━━━━━ Records supplied

PR #4946, opened 2020-02-22
[testMigration] Fix type in fs.ts 

ramantehlan:
## Before
DeepinScreenshot_select-area_20200222071637

DeepinScreenshot_select-area_20200222071709

## After
DeepinScreenshot_select-area_20200222071542


packages/fs-observable/__mocks__/fs.ts
```diff
@@ -1,4 +1,5 @@
-const fs = jest.genMockFromModule("fs");
+const fs:any = jest.genMockFromModule("fs");
```
captainsafia: Do we need this any type here?

packages/fs-observable/__tests__/fs.spec.ts
```diff
@@ -12,7 +12,7 @@ describe("unlinkObservable", () => {
     // File exists so we try to unlink it
     fs.existsSync.mockImplementation(() => true);
     // Unlink fails for some reason (permissions, etc.)
-    fs.unlink.mockImplementation((path, callback) =>
+    fs.unlink.mockImplementation((path: any, callback: (arg0: { message: string; }) => void) =>
```
captainsafia: It seems like path should be typed as a string, not any.

scripts/test-shim.ts
```diff
@@ -8,20 +8,22 @@
  * does not support them or has only a partial implementation.
  */
 
+const globalAny:any = global;
```
captainsafia: This PR contains changes from the other PR. You might want to remove the commit that brings in these changes from this PR or create a new branch off master for each new PR.

captainsafia (commented):
Left some comments inline.

packages/fs-observable/__mocks__/fs.ts
ramantehlan: without it, it raise the ` Object is of type 'unknown'.` error.

packages/fs-observable/__mocks__/fs.ts
```diff
@@ -1,4 +1,11 @@
-const fs = jest.genMockFromModule("fs");
+type Fs = {
```
ramantehlan, line 1: I know this is not the perfect solution, but I wasn't able to find any other solution.

captainsafia: This works for now.

captainsafia (approved):

captainsafia (approved):
Looks good! Thanks for making this fix!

━━━━━━━━━━

Say how many lines of the material contain the word "mockImplementation", with no other text.

Exercise answer:
3